Records provided.

PR #1091, opened 2021-03-17
Implement internal/timeutil/location/loc.go benchmark test

kevindiu:
Signed-off-by: kevindiu <kevin_diu@yahoo.com.hk>

This PR implement `internal/timeutil/location/loc.go` benchmark.

The benchmark result is:
```
goos: darwin
goarch: amd64
pkg: github.com/vdaas/vald/internal/timeutil/location
cpu: Intel(R) Core(TM) i7-8750H CPU @ 2.20GHz
BenchmarkGMT-12    	  126840	      8916 ns/op	     352 B/op	       8 allocs/op
BenchmarkUTC-12    	1000000000	         0.9751 ns/op	       0 B/op	       0 allocs/op
BenchmarkJST-12    	   37604	     31617 ns/op	   57800 B/op	      14 allocs/op
PASS
ok  	github.com/vdaas/vald/internal/timeutil/location	3.988s
```

### Environment:

- Go Version: 1.16
- Docker Version: 19.03.8
- Kubernetes Version: 1.18.2
- NGT Version: 1.12.3

### Types of changes:

- [ ] Bug fix [type/bug]
- [ ] Add tests [type/test]
- [ ] Update CI [type/ci]

### Changes to Core Features:

### Checklist:

### DIFF
--- a/internal/timeutil/location/loc_bench_test.go
+++ b/internal/timeutil/location/loc_bench_test.go
@@ -1,3 +1,18 @@
+//
+// Copyright (C) 2019-2021 vdaas.org vald team <vald@vdaas.org>
+//
+// Licensed under the Apache License, Version 2.0 (the "License");
+// you may not use this file except in compliance with the License.
+// You may obtain a copy of the License at
+//
+//    https://www.apache.org/licenses/LICENSE-2.0
+//
+// Unless required by applicable law or agreed to in writing, software
+// distributed under the License is distributed on an "AS IS" BASIS,
+// WITHOUT WARRANTIES OR CONDITIONS OF ANY KIND, either express or implied.
+// See the License for the specific language governing permissions and
+// limitations under the License.
+//
 package location
 
 import (
--- a/internal/timeutil/location/loc_bench_test.go
+++ b/internal/timeutil/location/loc_bench_test.go
@@ -1,0 +1,74 @@
+package location
+
+import (
+	"testing"
+	"time"
+)
+
+var loc *time.Location
+
+func BenchmarkGMT(b *testing.B) {
+	b.ReportAllocs()
+	b.ResetTimer()
+	b.RunParallel(func(pb *testing.PB) {
+		for pb.Next() {
+			GMT()
+		}
+	})
+}
+
+func BenchmarkGMT1(b *testing.B) {
+	b.ReportAllocs()
+	b.ResetTimer()
+	var l *time.Location
+	b.RunParallel(func(pb *testing.PB) {
+		for pb.Next() {
+			l = GMT()
+		}
+	})
+	loc = l
+}
+
+func BenchmarkUTC(b *testing.B) {
+	b.ReportAllocs()
+	b.ResetTimer()
+	b.RunParallel(func(pb *testing.PB) {
+		for pb.Next() {
+			UTC()
+		}
+	})
+}
+
+func BenchmarkUTC1(b *testing.B) {
+	b.ReportAllocs()
+	b.ResetTimer()
+	var l *time.Location
+	b.RunParallel(func(pb *testing.PB) {
+		for pb.Next() {
+			l = UTC()
+		}
+	})
+	loc = l
+}
+
+func BenchmarkJST(b *testing.B) {
+	b.ReportAllocs()
+	b.ResetTimer()
+	b.RunParallel(func(pb *testing.PB) {
+		for pb.Next() {
+			JST()
+		}
+	})
+}
+
+func BenchmarkJST1(b *testing.B) {
+	b.ReportAllocs()
+	b.ResetTimer()
+	var l *time.Location
+	b.RunParallel(func(pb *testing.PB) {
+		for pb.Next() {
+			l = JST()
+		}
+	})
+	loc = l
+}
--- a/internal/timeutil/location/loc_bench_test.go
+++ b/internal/timeutil/location/loc_bench_test.go
@@ -2,31 +2,18 @@ package location
 
 import (
 	"testing"
-	"time"
 )
-
-var loc *time.Location
 
 func BenchmarkGMT(b *testing.B) {
 	b.ReportAllocs()
 	b.ResetTimer()
 	b.RunParallel(func(pb *testing.PB) {
 		for pb.Next() {
-			GMT()
+			if l := GMT(); l == nil {
+				b.Error("GMT return nil")
+			}
 		}
 	})
-}
-
-func BenchmarkGMT1(b *testing.B) {
-	b.ReportAllocs()
-	b.ResetTimer()
-	var l *time.Location
-	b.RunParallel(func(pb *testing.PB) {
-		for pb.Next() {
-			l = GMT()
-		}
-	})
-	loc = l
 }
 
 func BenchmarkUTC(b *testing.B) {
@@ -34,21 +21,11 @@ func BenchmarkUTC(b *testing.B) {
 	b.ResetTimer()
 	b.RunParallel(func(pb *testing.PB) {
 		for pb.Next() {
-			UTC()
+			if l := UTC(); l == nil {
+				b.Error("UTC return nil")
+			}
 		}
 	})
-}
-
-func BenchmarkUTC1(b *testing.B) {
-	b.ReportAllocs()
-	b.ResetTimer()
-	var l *time.Location
-	b.RunParallel(func(pb *testing.PB) {
-		for pb.Next() {
-			l = UTC()
-		}
-	})
-	loc = l
 }
 
 func BenchmarkJST(b *testing.B) {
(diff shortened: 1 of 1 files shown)


internal/timeutil/location/loc_bench_test.go
```diff
@@ -0,0 +1,74 @@
...
+	})
+}
+
+func BenchmarkGMT1(b *testing.B) {
+	b.ReportAllocs()
+	b.ResetTimer()
+	var l *time.Location
+	b.RunParallel(func(pb *testing.PB) {
+		for pb.Next() {
+			l = GMT()
```
hlts2, line 26:
```suggestion
			if l = GMT(); err == nil {
				b.Error("nil object")
			}
```

internal/timeutil/location/loc_bench_test.go
```diff
@@ -0,0 +1,74 @@
...
+)
+
+var loc *time.Location
+
+func BenchmarkGMT(b *testing.B) {
+	b.ReportAllocs()
+	b.ResetTimer()
+	b.RunParallel(func(pb *testing.PB) {
+		for pb.Next() {
+			GMT()
```
hlts2, line 15: Should we check if the returned object is nil or not? 🤔

internal/timeutil/location/loc_bench_test.go
```diff
@@ -0,0 +1,74 @@
...
+	})
+	loc = l
+}
+
+func BenchmarkUTC(b *testing.B) {
+	b.ReportAllocs()
+	b.ResetTimer()
+	b.RunParallel(func(pb *testing.PB) {
+		for pb.Next() {
+			UTC()
```
hlts2, line 37: same
https://github.com/vdaas/vald/pull/1091/files#r596503147

internal/timeutil/location/loc_bench_test.go
kevindiu: I think we shouldn't check the result as it should be well tested in unit test.
I think it is not the responsibility of benchmark test.
What do you think?

hlts2: I got it. But How do you know if the benchmark is working properly? 🤔 
we don't need to check the details of the object, but I thought it would be okay to check the return values ​​nil or not nil.

hlts2: And I thought that if I didn't store it in a variable, the compiler would be optimized and the result would be different from the actual use case. 🤔 
If I made a mistake, I am sorry.

internal/timeutil/location/loc_bench_test.go
```diff
@@ -0,0 +1,74 @@
...
+import (
+	"testing"
+	"time"
+)
+
+var loc *time.Location
+
+func BenchmarkGMT(b *testing.B) {
+	b.ReportAllocs()
+	b.ResetTimer()
```
vankichi, line 12:
```suggestion
```

internal/timeutil/location/loc_bench_test.go
```diff
@@ -0,0 +1,74 @@
...
+		for pb.Next() {
+			GMT()
+		}
+	})
+}
+
+func BenchmarkGMT1(b *testing.B) {
+	b.ReportAllocs()
+	b.ResetTimer()
+	var l *time.Location
```
vankichi, line 23:
```suggestion
	var l *time.Location
	b.ReportAllocs()
	b.ResetTimer()
```

internal/timeutil/location/loc_bench_test.go
```diff
@@ -0,0 +1,74 @@
...
+	b.RunParallel(func(pb *testing.PB) {
+		for pb.Next() {
+			l = GMT()
+		}
+	})
+	loc = l
```
vankichi, line 29:
```suggestion
```

internal/timeutil/location/loc_bench_test.go
```diff
@@ -0,0 +1,74 @@
+package location
+
+import (
+	"testing"
+	"time"
+)
+
+var loc *time.Location
```
vankichi, line 8:
```suggestion
```

internal/timeutil/location/loc_bench_test.go
```diff
@@ -0,0 +1,74 @@
...
+		for pb.Next() {
+			l = GMT()
+		}
+	})
+	loc = l
+}
+
+func BenchmarkUTC(b *testing.B) {
+	b.ReportAllocs()
+	b.ResetTimer()
```
vankichi, line 34:
```suggestion
```

internal/timeutil/location/loc_bench_test.go
```diff
@@ -0,0 +1,74 @@
...
+		for pb.Next() {
+			UTC()
+		}
+	})
+}
+
+func BenchmarkUTC1(b *testing.B) {
+	b.ReportAllocs()
+	b.ResetTimer()
+	var l *time.Location
```
vankichi, line 45:
```suggestion
	var l *time.Location
	b.ReportAllocs()
	b.ResetTimer()
```

internal/timeutil/location/loc_bench_test.go
```diff
@@ -0,0 +1,74 @@
...
+	b.RunParallel(func(pb *testing.PB) {
+		for pb.Next() {
+			l = UTC()
+		}
+	})
+	loc = l
```
vankichi, line 51:
```suggestion
```

internal/timeutil/location/loc_bench_test.go
```diff
@@ -0,0 +1,74 @@
...
+}
+
+func BenchmarkJST(b *testing.B) {
+	b.ReportAllocs()
+	b.ResetTimer()
```
vankichi, line 56:
```suggestion
```

internal/timeutil/location/loc_bench_test.go
```diff
@@ -0,0 +1,74 @@
...
+		for pb.Next() {
+			JST()
+		}
+	})
+}
+
+func BenchmarkJST1(b *testing.B) {
+	b.ReportAllocs()
+	b.ResetTimer()
+	var l *time.Location
```
vankichi, line 67:
```suggestion
	var l *time.Location
	b.ReportAllocs()
	b.ResetTimer()
```

internal/timeutil/location/loc_bench_test.go
```diff
@@ -0,0 +1,74 @@
...
+	b.RunParallel(func(pb *testing.PB) {
+		for pb.Next() {
+			l = JST()
+		}
+	})
+	loc = l
```
vankichi, line 73:
```suggestion
```

internal/timeutil/location/loc_bench_test.go
kevindiu: @vankichi what do you think about this from @hlts2?
`actual usecase stored it to variable.`

vankichi: it is ok.
I think we change only this line,
```suggestion
			l := GMT()
```

kevindiu: @vankichi if we change that way, the compile error will be returned due to unused variable.
we may consider change it to:
```suggestion
        var l *time.Location
	b.RunParallel(func(pb *testing.PB) {
		for pb.Next() {
			l = GMT()
```
cc: @hlts2

vankichi: or this? 🤔 
```suggestion
			_ := GMT()
```

kevindiu: @vankichi it is same as calling GMT() directly... 🤔
so it is `_ = GMT()` not `:=` 😵

vankichi: I think it is good to define a variable before `b.RunPrarallel`.
It seems to store same address 🤔

kevindiu: yes it store to the same address.. 
if you think it is good, I will update like this.
```go
        var l *time.Location
	b.RunParallel(func(pb *testing.PB) {
		for pb.Next() {
			l = GMT()
```
cc: @hlts2

kevindiu: @vankichi @hlts2 since there is compile error if we do not use `l` in the above code, I change the implementation like this. What do you think?
```
func BenchmarkGMT(b *testing.B) {
	var l *time.Location
	b.ReportAllocs()
	b.ResetTimer()
	b.RunParallel(func(pb *testing.PB) {
		for pb.Next() {
			l = GMT()
		}
	})
	_ = l
}
```

hlts2: @kevindiu 
In the first place, Is this code correct? 🤔 
Is it okay to rewrite the same variable from multiple Goroutines of RunParallel?

kevindiu: I think the cost of writing the same variable is small and we can ignore it, we do not put any lock on it so it should be ok.
what do you think? @hlts2

vankichi: I just tied but the above code won't work well.
did you check it?

hlts2 (dismissed):
it looks good to me!

vankichi (dismissed):
LGTM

Instructions to follow. Please find every line in the records that contains the word "code", and copy it out.

Answer for the task.
kevindiu: @vankichi @hlts2 since there is compile error if we do not use `l` in the above code, I change the implementation like this. What do you think?
In the first place, Is this code correct? 🤔 
vankichi: I just tied but the above code won't work well.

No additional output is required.